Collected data
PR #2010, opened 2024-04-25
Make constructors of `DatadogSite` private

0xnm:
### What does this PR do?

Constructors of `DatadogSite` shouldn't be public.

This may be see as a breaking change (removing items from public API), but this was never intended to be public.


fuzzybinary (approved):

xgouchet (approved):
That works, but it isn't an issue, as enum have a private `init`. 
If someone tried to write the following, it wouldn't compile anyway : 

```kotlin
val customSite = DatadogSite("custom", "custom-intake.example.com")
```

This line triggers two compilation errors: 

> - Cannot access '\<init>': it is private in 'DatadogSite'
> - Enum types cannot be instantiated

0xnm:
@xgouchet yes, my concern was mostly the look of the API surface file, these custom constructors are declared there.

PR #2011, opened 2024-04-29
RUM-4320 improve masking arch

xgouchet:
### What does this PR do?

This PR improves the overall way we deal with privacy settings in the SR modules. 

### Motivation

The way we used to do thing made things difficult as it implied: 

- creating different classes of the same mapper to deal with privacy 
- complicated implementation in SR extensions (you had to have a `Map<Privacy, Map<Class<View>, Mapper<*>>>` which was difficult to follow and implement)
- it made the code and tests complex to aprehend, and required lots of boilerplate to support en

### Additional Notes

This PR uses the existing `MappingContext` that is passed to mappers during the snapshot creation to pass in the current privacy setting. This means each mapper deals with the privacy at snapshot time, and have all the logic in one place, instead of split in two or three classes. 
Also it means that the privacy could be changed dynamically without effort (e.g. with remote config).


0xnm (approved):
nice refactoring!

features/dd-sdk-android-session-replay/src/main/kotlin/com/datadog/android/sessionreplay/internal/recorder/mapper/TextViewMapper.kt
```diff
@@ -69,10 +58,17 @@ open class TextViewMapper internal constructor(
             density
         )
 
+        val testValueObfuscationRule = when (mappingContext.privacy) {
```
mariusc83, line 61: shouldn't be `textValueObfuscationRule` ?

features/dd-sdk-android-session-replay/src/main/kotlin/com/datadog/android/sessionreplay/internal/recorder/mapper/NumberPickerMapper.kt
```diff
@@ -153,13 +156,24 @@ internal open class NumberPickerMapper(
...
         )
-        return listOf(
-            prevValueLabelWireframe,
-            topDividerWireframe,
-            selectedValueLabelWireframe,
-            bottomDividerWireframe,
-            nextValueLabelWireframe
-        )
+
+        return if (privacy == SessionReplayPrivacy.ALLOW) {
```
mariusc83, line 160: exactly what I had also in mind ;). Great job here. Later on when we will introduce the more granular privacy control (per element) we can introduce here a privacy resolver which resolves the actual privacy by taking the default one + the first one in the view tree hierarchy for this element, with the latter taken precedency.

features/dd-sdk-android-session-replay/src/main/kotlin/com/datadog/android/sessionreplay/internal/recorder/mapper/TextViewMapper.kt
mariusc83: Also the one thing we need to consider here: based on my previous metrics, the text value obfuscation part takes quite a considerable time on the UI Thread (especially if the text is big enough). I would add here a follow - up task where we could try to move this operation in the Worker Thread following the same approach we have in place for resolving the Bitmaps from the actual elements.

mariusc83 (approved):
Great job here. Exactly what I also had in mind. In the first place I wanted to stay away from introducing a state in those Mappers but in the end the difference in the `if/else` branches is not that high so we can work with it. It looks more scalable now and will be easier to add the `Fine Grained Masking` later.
---
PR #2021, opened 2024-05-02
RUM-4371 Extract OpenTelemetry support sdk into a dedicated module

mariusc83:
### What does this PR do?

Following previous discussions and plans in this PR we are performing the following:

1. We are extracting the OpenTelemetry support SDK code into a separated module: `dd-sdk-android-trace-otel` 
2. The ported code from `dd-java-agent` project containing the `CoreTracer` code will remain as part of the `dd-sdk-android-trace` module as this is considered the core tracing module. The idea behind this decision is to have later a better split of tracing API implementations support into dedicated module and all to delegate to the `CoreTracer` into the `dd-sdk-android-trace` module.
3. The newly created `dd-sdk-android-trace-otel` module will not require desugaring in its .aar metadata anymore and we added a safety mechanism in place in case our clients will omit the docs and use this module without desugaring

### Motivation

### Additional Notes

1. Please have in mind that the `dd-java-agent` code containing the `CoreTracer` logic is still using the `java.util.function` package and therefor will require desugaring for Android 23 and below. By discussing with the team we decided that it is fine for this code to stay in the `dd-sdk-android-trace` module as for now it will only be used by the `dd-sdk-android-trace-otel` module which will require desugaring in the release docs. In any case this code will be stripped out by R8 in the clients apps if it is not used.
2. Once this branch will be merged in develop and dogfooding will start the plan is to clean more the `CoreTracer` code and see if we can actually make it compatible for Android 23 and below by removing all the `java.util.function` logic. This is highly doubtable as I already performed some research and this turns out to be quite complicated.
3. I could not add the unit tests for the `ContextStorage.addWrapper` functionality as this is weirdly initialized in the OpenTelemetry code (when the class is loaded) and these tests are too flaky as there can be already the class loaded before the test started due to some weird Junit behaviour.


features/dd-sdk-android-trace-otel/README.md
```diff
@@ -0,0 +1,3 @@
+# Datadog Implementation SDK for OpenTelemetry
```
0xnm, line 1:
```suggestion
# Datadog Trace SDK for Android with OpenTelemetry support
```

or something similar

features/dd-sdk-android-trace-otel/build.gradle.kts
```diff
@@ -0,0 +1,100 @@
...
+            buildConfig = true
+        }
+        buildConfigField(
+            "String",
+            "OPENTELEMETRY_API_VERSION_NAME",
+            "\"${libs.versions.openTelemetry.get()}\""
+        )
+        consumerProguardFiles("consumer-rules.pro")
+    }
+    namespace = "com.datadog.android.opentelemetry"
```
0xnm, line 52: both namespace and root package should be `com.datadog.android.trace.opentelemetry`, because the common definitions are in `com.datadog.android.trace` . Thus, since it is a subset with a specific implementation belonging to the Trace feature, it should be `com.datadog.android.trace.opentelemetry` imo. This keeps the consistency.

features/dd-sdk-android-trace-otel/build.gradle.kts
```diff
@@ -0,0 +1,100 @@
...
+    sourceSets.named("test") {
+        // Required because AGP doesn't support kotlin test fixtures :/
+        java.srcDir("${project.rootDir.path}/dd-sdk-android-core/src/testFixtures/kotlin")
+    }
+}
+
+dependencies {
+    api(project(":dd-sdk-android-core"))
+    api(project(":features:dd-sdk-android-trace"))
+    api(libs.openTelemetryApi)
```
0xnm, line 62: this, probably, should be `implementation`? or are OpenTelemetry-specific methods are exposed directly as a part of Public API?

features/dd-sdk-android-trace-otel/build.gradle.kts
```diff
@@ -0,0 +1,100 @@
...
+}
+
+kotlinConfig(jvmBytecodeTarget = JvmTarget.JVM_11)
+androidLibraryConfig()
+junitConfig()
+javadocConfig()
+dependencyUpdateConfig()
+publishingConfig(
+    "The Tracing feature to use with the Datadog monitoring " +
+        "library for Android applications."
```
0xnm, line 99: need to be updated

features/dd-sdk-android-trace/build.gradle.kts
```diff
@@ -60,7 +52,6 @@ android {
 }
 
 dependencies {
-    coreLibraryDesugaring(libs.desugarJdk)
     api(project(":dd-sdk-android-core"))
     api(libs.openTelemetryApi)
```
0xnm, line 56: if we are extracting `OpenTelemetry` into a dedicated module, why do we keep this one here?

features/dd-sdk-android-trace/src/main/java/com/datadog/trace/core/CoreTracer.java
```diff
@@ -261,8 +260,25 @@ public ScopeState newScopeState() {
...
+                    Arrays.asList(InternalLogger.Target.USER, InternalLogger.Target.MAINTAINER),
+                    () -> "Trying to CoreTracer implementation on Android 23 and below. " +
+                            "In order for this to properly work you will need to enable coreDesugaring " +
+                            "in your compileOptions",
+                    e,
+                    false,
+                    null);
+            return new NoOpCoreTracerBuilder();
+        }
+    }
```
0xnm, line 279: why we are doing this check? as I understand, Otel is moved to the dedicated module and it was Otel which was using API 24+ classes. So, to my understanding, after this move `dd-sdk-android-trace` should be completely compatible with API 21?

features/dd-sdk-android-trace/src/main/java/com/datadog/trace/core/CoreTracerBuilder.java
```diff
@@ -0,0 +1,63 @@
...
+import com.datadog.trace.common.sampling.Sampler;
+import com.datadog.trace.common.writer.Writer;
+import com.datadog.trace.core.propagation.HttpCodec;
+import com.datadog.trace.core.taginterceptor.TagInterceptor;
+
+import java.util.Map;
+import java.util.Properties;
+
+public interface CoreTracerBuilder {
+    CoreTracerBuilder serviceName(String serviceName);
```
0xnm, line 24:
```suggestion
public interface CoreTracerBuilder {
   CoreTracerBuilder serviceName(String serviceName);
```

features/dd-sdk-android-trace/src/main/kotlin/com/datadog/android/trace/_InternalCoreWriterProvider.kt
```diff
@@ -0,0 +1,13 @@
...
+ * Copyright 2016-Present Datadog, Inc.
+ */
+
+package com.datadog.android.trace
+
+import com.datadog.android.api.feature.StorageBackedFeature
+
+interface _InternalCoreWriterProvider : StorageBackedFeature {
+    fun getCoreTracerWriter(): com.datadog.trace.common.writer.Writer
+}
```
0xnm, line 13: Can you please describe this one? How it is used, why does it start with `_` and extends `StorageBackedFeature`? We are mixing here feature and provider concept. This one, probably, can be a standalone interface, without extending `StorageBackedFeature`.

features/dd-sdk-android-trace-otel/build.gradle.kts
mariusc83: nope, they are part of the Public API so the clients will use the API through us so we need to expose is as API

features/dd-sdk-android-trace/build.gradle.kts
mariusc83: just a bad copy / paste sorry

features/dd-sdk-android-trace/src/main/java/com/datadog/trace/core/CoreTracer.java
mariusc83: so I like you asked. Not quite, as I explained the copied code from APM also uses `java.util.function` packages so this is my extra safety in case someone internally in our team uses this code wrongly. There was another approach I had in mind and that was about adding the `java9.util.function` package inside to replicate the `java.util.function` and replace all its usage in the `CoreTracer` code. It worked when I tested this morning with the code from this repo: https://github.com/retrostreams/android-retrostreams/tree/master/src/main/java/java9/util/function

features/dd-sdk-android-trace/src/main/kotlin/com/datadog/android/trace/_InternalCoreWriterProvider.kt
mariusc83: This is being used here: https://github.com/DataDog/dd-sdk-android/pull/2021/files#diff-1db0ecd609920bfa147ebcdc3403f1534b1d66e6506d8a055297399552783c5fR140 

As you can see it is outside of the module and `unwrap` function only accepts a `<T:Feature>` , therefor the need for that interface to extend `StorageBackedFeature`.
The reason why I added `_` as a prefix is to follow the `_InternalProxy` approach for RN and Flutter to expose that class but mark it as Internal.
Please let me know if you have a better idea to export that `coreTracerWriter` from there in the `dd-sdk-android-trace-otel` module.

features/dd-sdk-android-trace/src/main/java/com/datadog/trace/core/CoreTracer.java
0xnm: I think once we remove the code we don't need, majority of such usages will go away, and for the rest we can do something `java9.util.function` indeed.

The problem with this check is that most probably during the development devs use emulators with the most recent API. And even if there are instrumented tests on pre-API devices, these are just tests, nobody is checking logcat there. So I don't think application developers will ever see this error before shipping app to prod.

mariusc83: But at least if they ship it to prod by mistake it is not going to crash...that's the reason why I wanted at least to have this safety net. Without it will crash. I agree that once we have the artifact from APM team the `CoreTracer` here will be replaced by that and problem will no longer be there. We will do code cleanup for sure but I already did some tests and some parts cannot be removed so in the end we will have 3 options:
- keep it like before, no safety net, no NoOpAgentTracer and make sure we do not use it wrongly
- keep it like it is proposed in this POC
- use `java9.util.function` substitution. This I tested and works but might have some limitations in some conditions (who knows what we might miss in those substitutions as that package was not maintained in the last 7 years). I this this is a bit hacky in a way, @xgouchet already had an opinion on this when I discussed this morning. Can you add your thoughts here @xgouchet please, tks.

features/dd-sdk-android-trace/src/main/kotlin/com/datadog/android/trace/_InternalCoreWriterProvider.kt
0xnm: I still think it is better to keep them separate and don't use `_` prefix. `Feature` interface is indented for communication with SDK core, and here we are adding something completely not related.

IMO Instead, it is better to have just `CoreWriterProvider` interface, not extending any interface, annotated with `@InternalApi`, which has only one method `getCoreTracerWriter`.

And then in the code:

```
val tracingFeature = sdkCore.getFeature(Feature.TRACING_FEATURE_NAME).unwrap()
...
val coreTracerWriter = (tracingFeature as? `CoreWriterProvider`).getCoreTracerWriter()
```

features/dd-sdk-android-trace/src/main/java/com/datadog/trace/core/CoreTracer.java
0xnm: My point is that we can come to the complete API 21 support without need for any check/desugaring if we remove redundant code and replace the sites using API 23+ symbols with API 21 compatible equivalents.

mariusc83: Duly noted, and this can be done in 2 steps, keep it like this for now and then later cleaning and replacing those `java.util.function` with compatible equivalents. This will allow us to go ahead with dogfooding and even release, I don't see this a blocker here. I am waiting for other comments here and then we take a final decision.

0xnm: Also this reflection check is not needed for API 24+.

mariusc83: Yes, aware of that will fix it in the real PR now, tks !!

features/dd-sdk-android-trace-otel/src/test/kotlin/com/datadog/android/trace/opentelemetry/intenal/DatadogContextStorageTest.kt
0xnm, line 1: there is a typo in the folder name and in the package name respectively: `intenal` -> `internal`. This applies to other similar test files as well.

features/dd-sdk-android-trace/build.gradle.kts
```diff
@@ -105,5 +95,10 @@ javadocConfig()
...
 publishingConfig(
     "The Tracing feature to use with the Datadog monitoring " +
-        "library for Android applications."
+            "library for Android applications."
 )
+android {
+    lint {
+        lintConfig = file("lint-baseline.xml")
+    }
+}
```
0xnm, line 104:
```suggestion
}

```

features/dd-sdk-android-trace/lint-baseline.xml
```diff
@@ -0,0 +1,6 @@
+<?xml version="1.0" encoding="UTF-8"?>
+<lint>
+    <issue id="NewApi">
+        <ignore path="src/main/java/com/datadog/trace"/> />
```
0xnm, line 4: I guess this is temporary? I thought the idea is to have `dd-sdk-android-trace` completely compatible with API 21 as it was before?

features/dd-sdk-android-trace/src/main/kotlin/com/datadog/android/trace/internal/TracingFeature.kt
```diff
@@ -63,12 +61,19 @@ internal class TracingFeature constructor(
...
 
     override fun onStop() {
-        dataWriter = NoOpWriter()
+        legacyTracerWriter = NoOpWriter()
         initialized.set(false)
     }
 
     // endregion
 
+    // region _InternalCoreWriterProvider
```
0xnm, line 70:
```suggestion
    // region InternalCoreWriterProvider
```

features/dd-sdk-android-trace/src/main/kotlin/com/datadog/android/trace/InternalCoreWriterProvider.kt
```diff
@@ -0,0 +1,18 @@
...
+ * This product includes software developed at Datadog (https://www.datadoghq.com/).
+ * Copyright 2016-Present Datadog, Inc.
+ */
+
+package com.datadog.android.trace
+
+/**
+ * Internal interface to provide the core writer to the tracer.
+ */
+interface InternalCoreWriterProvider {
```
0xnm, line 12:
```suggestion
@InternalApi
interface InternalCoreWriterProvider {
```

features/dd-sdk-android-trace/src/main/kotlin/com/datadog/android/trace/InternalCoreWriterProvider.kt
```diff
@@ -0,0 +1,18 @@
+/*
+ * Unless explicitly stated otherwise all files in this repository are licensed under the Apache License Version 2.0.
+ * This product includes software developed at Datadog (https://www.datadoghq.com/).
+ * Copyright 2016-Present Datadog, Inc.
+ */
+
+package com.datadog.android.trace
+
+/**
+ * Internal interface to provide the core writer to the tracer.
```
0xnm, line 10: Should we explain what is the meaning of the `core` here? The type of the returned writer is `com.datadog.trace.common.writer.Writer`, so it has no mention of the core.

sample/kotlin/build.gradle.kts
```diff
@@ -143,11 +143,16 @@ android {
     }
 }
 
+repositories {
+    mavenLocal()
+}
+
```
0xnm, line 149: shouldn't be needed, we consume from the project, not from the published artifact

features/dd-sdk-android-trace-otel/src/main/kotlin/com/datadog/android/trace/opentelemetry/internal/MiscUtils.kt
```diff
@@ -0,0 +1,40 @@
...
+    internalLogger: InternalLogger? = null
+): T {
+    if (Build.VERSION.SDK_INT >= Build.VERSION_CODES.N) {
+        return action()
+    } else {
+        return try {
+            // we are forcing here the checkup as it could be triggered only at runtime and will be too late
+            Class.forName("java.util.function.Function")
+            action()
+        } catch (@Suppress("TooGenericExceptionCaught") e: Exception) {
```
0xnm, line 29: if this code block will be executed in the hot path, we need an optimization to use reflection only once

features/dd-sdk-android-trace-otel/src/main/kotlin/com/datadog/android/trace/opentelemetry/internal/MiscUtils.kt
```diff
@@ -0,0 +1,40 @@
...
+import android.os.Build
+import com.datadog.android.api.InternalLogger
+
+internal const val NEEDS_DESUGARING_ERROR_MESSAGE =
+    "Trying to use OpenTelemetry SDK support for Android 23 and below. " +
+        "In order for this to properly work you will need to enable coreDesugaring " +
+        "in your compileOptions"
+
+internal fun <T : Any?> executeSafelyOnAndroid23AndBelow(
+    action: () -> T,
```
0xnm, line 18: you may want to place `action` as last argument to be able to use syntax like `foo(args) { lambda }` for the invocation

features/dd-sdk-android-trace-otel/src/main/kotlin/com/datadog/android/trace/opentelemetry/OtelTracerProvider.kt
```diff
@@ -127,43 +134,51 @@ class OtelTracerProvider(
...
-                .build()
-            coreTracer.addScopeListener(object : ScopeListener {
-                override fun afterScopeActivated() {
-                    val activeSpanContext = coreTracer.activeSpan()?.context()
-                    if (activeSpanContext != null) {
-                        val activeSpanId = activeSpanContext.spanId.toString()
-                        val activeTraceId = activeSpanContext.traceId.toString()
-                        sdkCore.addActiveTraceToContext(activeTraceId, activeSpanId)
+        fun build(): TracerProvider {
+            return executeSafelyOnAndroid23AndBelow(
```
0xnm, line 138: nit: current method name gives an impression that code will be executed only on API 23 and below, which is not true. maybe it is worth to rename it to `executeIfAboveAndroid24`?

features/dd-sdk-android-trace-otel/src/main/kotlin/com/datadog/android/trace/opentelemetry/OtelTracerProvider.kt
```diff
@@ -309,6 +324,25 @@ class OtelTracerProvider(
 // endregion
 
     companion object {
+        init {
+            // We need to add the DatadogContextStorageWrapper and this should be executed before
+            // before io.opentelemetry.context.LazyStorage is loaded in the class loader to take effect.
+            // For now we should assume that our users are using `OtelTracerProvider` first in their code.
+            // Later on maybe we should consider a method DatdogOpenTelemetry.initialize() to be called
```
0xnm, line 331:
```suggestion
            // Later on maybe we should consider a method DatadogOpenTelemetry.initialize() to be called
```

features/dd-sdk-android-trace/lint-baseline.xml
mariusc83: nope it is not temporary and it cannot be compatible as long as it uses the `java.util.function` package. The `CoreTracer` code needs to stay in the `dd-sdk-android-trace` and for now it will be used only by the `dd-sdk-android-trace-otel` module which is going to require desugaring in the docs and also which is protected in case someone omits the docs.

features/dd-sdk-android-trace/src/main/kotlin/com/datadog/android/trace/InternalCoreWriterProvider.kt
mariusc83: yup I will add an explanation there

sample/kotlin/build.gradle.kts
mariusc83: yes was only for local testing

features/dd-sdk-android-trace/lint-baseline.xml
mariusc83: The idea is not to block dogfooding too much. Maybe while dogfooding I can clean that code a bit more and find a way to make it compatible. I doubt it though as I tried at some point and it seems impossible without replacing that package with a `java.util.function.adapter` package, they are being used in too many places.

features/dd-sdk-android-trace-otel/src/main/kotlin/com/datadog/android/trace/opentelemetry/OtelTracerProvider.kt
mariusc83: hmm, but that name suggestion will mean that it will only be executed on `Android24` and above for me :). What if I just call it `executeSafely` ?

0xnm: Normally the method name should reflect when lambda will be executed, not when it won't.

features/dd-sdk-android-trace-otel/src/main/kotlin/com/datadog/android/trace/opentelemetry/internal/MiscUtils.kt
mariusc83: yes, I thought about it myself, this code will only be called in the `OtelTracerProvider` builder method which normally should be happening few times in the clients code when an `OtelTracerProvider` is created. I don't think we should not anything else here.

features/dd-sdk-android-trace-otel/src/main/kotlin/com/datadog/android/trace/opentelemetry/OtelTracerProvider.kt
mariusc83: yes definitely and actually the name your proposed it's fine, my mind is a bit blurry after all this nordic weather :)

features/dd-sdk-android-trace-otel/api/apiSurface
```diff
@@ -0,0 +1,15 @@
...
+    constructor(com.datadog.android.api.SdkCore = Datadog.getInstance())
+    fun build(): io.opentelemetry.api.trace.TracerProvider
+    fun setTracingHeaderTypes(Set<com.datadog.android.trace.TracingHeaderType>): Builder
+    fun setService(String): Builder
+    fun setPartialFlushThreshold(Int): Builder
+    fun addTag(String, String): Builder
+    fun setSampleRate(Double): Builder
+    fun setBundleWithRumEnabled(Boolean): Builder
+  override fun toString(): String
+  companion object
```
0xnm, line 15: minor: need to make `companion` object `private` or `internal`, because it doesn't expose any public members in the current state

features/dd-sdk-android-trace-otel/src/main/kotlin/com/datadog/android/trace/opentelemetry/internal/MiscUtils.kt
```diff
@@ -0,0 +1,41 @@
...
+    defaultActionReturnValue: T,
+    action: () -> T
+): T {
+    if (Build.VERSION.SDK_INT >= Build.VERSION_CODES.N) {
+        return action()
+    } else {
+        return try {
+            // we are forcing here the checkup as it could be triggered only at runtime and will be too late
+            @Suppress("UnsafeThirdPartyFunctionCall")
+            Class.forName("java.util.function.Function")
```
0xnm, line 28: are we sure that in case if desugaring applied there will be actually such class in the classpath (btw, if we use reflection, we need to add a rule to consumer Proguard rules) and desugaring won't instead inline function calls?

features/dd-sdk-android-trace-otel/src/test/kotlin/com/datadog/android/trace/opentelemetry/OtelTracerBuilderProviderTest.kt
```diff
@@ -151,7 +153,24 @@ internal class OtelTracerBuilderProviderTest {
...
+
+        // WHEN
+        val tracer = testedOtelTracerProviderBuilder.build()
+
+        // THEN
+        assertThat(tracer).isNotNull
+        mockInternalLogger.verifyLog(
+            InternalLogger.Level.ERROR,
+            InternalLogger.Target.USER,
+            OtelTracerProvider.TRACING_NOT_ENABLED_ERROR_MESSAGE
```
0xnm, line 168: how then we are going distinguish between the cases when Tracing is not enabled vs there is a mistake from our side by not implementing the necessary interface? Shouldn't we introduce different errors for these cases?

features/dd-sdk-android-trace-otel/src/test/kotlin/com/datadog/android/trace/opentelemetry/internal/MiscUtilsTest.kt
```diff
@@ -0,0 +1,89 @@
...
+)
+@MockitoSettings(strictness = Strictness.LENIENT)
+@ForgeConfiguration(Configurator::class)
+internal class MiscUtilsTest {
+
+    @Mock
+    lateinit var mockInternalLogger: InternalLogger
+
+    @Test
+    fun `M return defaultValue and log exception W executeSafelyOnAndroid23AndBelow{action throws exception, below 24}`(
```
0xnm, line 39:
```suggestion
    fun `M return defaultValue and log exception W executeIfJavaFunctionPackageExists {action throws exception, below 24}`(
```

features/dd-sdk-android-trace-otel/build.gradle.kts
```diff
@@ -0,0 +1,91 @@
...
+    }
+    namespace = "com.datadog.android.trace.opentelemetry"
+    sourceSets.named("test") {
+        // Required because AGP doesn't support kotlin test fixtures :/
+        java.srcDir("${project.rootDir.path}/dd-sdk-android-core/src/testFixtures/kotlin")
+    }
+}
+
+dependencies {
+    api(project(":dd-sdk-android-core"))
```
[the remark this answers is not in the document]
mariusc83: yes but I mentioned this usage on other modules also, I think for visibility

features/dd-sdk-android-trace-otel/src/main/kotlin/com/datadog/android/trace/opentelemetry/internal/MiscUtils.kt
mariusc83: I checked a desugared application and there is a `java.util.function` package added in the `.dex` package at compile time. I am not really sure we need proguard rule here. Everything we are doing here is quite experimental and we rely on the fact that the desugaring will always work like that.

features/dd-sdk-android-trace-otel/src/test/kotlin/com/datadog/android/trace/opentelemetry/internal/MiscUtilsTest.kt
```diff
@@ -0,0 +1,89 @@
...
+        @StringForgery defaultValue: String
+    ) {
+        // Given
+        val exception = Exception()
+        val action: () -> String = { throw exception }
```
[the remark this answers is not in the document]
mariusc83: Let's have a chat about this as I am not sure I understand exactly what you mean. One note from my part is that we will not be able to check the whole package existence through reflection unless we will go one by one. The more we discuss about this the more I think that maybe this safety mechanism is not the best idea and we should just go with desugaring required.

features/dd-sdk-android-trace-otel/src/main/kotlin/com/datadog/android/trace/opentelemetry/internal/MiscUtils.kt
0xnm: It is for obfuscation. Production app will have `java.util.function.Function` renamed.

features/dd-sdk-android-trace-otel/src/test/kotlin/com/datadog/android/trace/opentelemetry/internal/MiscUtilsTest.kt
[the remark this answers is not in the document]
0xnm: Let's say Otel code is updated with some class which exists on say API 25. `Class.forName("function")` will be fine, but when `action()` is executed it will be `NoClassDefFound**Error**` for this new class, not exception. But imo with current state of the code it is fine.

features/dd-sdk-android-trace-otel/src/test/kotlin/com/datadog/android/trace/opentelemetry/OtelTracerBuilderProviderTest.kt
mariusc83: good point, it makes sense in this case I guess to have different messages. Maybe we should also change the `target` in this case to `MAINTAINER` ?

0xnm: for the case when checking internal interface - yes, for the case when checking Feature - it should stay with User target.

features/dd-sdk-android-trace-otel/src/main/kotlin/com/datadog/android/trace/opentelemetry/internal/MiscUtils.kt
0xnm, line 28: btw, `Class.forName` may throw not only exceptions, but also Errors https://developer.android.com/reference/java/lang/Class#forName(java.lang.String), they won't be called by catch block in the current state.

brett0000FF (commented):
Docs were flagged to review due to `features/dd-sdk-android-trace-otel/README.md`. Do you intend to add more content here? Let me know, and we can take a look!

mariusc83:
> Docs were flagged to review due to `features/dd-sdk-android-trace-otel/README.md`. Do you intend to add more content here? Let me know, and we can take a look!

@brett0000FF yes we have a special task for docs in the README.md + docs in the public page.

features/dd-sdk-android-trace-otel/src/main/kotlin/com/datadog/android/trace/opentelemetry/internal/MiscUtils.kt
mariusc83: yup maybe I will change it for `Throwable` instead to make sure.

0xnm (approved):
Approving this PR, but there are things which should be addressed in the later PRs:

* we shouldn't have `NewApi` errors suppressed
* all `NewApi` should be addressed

**Directions**
For this exercise, please output exactly the lines above starting at the line with "The reason why I added" and ending at the line with "- keep it like it is proposed in this POC", ends included.

**The answer**
The reason why I added `_` as a prefix is to follow the `_InternalProxy` approach for RN and Flutter to expose that class but mark it as Internal.
Please let me know if you have a better idea to export that `coreTracerWriter` from there in the `dd-sdk-android-trace-otel` module.

features/dd-sdk-android-trace/src/main/java/com/datadog/trace/core/CoreTracer.java
0xnm: I think once we remove the code we don't need, majority of such usages will go away, and for the rest we can do something `java9.util.function` indeed.

The problem with this check is that most probably during the development devs use emulators with the most recent API. And even if there are instrumented tests on pre-API devices, these are just tests, nobody is checking logcat there. So I don't think application developers will ever see this error before shipping app to prod.

mariusc83: But at least if they ship it to prod by mistake it is not going to crash...that's the reason why I wanted at least to have this safety net. Without it will crash. I agree that once we have the artifact from APM team the `CoreTracer` here will be replaced by that and problem will no longer be there. We will do code cleanup for sure but I already did some tests and some parts cannot be removed so in the end we will have 3 options:
- keep it like before, no safety net, no NoOpAgentTracer and make sure we do not use it wrongly
- keep it like it is proposed in this POC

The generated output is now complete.